(Task objective) Work out how many lines of the listing hold the string "found". Answer with that number alone.

::::::

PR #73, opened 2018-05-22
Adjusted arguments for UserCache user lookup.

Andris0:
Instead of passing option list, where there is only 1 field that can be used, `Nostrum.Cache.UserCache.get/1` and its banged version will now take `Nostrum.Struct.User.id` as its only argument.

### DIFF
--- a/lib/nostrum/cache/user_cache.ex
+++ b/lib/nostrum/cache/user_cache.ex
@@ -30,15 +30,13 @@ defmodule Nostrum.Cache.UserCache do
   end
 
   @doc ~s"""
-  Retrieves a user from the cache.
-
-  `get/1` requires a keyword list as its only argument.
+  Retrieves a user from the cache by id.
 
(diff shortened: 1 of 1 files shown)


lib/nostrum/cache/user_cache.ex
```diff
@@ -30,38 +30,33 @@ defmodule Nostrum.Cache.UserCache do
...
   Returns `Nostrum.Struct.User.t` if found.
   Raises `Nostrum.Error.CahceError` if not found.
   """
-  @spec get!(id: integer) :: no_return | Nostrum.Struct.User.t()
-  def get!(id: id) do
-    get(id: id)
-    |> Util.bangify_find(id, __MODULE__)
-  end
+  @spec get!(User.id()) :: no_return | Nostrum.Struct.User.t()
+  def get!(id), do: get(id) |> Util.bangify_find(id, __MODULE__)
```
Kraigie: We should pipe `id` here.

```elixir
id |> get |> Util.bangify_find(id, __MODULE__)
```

::::::

(Finished exercise) 2